One-liner#

Ongoing management of dementia in primary care—optimizing cognition with cholinesterase inhibitors and memantine, managing behavioral symptoms without antipsychotics when possible, supporting caregivers, and aligning care with goals through advance care planning.

Quick nav#

Definition and epidemiology#

Diagnostic criteria#

DSM-5 Major Neurocognitive Disorder (Dementia):

  1. Evidence of significant cognitive decline from previous level in one or more domains (learning/memory, language, executive function, complex attention, perceptual-motor, social cognition)
  2. Cognitive deficits interfere with independence in everyday activities
  3. Deficits do not occur exclusively in context of delirium
  4. Deficits not better explained by another mental disorder

Staging by functional impairment:

  • Mild: IADLs impaired (finances, medications, cooking, shopping); BADLs intact
  • Moderate: Some BADLs impaired (dressing, bathing); needs supervision
  • Severe: All BADLs impaired; dependent for all care; often nonverbal

MoCA score correlation (approximate):

  • Mild dementia: MoCA 18-25
  • Moderate dementia: MoCA 10-17
  • Severe dementia: MoCA <10

Epidemiology#

  • Prevalence: 10% of adults ≥65; 32% of adults ≥85
  • Alzheimer’s disease: 60-80% of dementia cases
  • Vascular dementia: 10-20% (often mixed with AD)
  • Lewy body dementia: 5-10%
  • Frontotemporal dementia: 5-10% (higher proportion in younger-onset)
  • Risk factors: Age (strongest), family history, APOE ε4 allele, cardiovascular risk factors, low education, head trauma, hearing loss, social isolation, depression

Pathophysiology#

Mechanism (clinical understanding)#

Alzheimer’s disease:

  • Amyloid-beta plaques and tau neurofibrillary tangles accumulate in brain
  • Progressive neuronal loss, starting in hippocampus (memory) then spreading
  • Cholinergic neuron loss → rationale for cholinesterase inhibitors
  • Glutamate excitotoxicity → rationale for memantine

Vascular dementia:

  • Cumulative effect of large vessel strokes, small vessel disease, or both
  • White matter ischemia disrupts connections between brain regions
  • Often coexists with Alzheimer’s pathology (“mixed dementia”)
  • Stepwise progression typical; may stabilize with vascular risk control

Lewy body dementia:

  • Alpha-synuclein deposits (Lewy bodies) in cortex and brainstem
  • Overlaps with Parkinson’s disease pathology
  • Fluctuating cognition, visual hallucinations, parkinsonism, REM sleep behavior disorder
  • Extreme sensitivity to antipsychotics (can cause severe parkinsonism, NMS)

Frontotemporal dementia:

  • Tau or TDP-43 protein accumulation in frontal and temporal lobes
  • Behavioral variant: Disinhibition, apathy, loss of empathy, compulsive behaviors
  • Language variants: Progressive aphasia
  • Younger onset (often 50s-60s); memory relatively preserved early

How to explain to patients#

“Dementia is caused by damage to brain cells that affects memory, thinking, and behavior.
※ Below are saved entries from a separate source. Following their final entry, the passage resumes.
PR #518, opened 2024-02-28
MM-56681 Use existing file Id if already uploaded

sbishel:
#### Summary
Updated to process file attachments on an update. However, code was added to find and use the existing FileID rather than upload the file again.

#### Ticket Link

  Fixes https://mattermost.atlassian.net/browse/MM-56681


lieut-data:
@sbishel, I may not be able to review this until after the SKO -- @isacikgoz, wondering if you'd be willing to take a peek at this?

server/handlers/attachments.go
```diff
@@ -220,6 +222,23 @@ func (ah *ActivityHandler) handleAttachments(channelID, userID, text string, msg
 	return newText, attachments, parentID, errorFound
 }
 
+func (ah *ActivityHandler) getFileInfo(name string, fileIDs []string, fileInfos map[string]*model.FileInfo) string {
```
isacikgoz, line 225: To confirm, are we trying to see if an attachment is already present either in existing attachements or file store? I am a bit confused with the function here. (Sorry, it's my first time looking into this code)

isacikgoz (commented):
With the tests, functionality wise looks good. I have a couple of questions to understand the overall code further.

server/handlers/attachments.go
sbishel: @isacikgoz - Yeah...that was a complicated and hard to understand attempt at limiting db calls to absolute necessity. I rewrote this logic which is -
- if there are attachments, retrieve the existing attachment's file Infos. 
- this is because, from MS Teams we receive a "filename", but we have fileID.
- if an attachment is already present, just use that FileID. Otherwise, download...store, create, etc.

I think the new logic is way more readable.

sbishel:
There is one big flaw in this PR. That is we are simply matching on file name...it is probably possible to add another file with the same name on the MS Teams side. 

However, because we are not supporting attachments for June and this PR makes things...better. We should revisit the "same filename" problem in the future.

sbishel:
@jespino - gentle ping....

jespino (approved):
LGTM. For the same filename, would be great to keep it tracked in an issue to not forget to address it later.

sbishel:
> LGTM. For the same filename, would be great to keep it tracked in an issue to not forget to address it later.

Created https://mattermost.atlassian.net/browse/MM-57358

server/handlers/attachments.go
```diff
@@ -123,6 +123,17 @@ func (ah *ActivityHandler) handleAttachments(channelID, userID, text string, msg
...
 	}
 
+	fileNames := make(map[string]string)
+	if len(msg.Attachments) > 0 {
+		for _, fID := range existingFileIDs {
+			fileInfo, _ := ah.plugin.GetAPI().GetFileInfo(fID)
+			if fileInfo == nil {
+				continue
+			}
+			fileNames[fileInfo.Name] = fID
```
isacikgoz, line 133:
```suggestion
			if fileInfo != nil {
				fileNames[fileInfo.Name] = fID
			}
```

server/handlers/attachments.go
```diff
@@ -147,11 +158,15 @@ func (ah *ActivityHandler) handleAttachments(channelID, userID, text string, msg
...
-			continue
+		fileInfoID := fileNames[a.Name]
+		if fileInfoID != "" {
+			attachments = append(attachments, fileInfoID)
 		}
+		// // We don't support retroactively adding file attachments to posts.
+		// if isUpdatedActivity {
+		// 	skippedFileAttachments = true
+		// 	continue
+		// }
```
isacikgoz, line 169: Shall we remove the commented out lines.

server/handlers/attachments_test.go
```diff
@@ -497,7 +582,11 @@ func TestHandleAttachments(t *testing.T) {
 				ChannelID:   testutils.GetChannelID(),
 			}
 
+<<<<<<< HEAD
```
isacikgoz, line 585: Seems like a conflicted file found its way here.

isacikgoz (commented):
Thanks for clarification @sbishel I think it's good to go after fixing the conflicts and the builds.

isacikgoz (approved):

PR #520, opened 2024-02-29
Move LICENSE to bottom of README

lieut-data:
#### Summary
There's no good reason the LICENSE is the most prominent paragraph in the README. Let's move it to the bottom, like we do for https://github.com/mattermost/mattermost-plugin-ai.

#### Ticket Link
None.


lieut-data:
@jasonblais & @johndavidlugtu, tagging you just for visibility. No review required :)

PR #521, opened 2024-03-01
Fix a DB connection leak on restart

jespino:
This ensures that the db connection provided by the plugin API gets closed on plugin deactivation.

Fixes: https://mattermost.atlassian.net/browse/MM-57036


server/plugin.go
```diff
@@ -396,6 +396,10 @@ func (p *Plugin) stop(isRestart bool) {
 			p.API.LogError("failed to close metrics job", "error", err)
 		}
 	}
+
+	if err := p.store.Shutdown(); err != nil {
+		p.API.LogError("failed to db connection", "error", err)
```
wiggin77, line 401:
```suggestion
		p.API.LogError("failed to close db connection", "error", err)
```

server/plugin.go
```diff
@@ -506,6 +510,9 @@ func (p *Plugin) OnActivate() error {
 		)
 		p.store = timerlayer.New(store, p.GetMetrics())
 		if err = p.store.Init(); err != nil {
+			if err2 := p.store.Shutdown(); err2 != nil {
```
wiggin77, line 513: Not blocking but a comment...  with so many exit paths and the chance to forget to shut down the DB in the future, it would be nice to shutdown the DB anytime an err is returned from this method.  Either put all this logic in a setup method called by `OnActivate`, or use a defer and err return var.

wiggin77 (approved):

lieut-data (changes requested):
Thanks, @jespino -- a few follow ups!

lieut-data:
@agnivade, could you take a look here as well?

server/store/sqlstore/store.go
```diff
@@ -50,6 +50,10 @@ func New(db *sql.DB, api plugin.API, enabledTeams func() []string, encryptionKey
 	}
 }
 
+func (s *SQLStore) Shutdown() error {
+	return s.db.Close()
+}
```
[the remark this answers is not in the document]
lieut-data: cc @agnivade to add some perspective here -- I was hoping that the server would essentially "do this for free" when we shut down.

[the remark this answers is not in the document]
agnivade: Thanks, this is a good point. On the server side, we don't do the tracking of RPC connections at a plugin level. It will require some work, but not impossible. Then we can easily connect the plugin shutdown event to effectively closing those connections.

agnivade (commented):
Agree with others, let's use defer here for simplicity and clarity.

server/plugin.go
jespino: :+1:

server/plugin.go
```diff
@@ -494,16 +500,26 @@ func (p *Plugin) OnActivate() error {
 			func() []byte { return []byte(p.configuration.EncryptionKey) },
 		)
 		p.store = timerlayer.New(store, p.GetMetrics())
+
+		defer func() {
+			if err != nil {
+				if err = p.store.Shutdown(); err != nil {
+					p.API.LogWarn("failed to close db connection", "error", err)
```
lieut-data, line 507: Should this be an error like when it fails above? We /might/ want to take action in this case and rotate the pods.

server/plugin.go
```diff
@@ -557,13 +574,14 @@ func (p *Plugin) OnActivate() error {
...
-		if err := p.store.PrefillWhitelist(); err != nil {
-			p.API.LogWarn("Error in populating the whitelist with already connected users", "error", err.Error())
+		if err2 := p.store.PrefillWhitelist(); err2 != nil {
+			p.API.LogWarn("Error in populating the whitelist with already connected users", "error", err2.Error())
 		}
 	}()
 
 	go p.start(false)
-	return nil
+	err = nil
```
lieut-data, line 583: Why do we need to assign this to `nil`?

server/plugin.go
```diff
@@ -557,13 +574,14 @@ func (p *Plugin) OnActivate() error {
...
+	return err
```
lieut-data, line 584: Isn't this equivalent to `return nil` as before?

server/plugin.go
```diff
@@ -430,11 +438,11 @@ func (p *Plugin) generatePluginSecrets() error {
 	return nil
 }
 
-func (p *Plugin) OnActivate() error {
+func (p *Plugin) OnActivate() (err error) {
```
lieut-data, line 441: nit: I don't use named return values often, but wondering if it makes sense to do something like `retErr` and /not/ restructure all the other error handling below. Thea idea would be to only use `retErr` inside `defer` callbacks and otherwise /avoid/ named return values. Thoughts?

lieut-data (approved):
Thanks, @jespino! Two additional comments, but not-blocking.

server/plugin.go
jespino: I think I going to move it to an internal `onActivate` function and do the error handling outside, I think is going to be cleaner.

lieut-data (approved):
Thanks, @jespino! This looks great :)

lieut-data:
@lindy65, propose we test this during bug bash by having @jespino disable / enable the plugin on ms teams sync test a few times and make sure it doesn't get into a bad state again :)

lindy65:
Thanks @lieut-data - noted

In Alzheimer’s disease, abnormal proteins build up in the brain and cause brain cells to die over time. This usually starts in the part of the brain that controls memory, which is why forgetting recent things is often the first sign. As more brain cells are affected, other abilities like language, judgment, and eventually basic functions like walking and swallowing become harder.”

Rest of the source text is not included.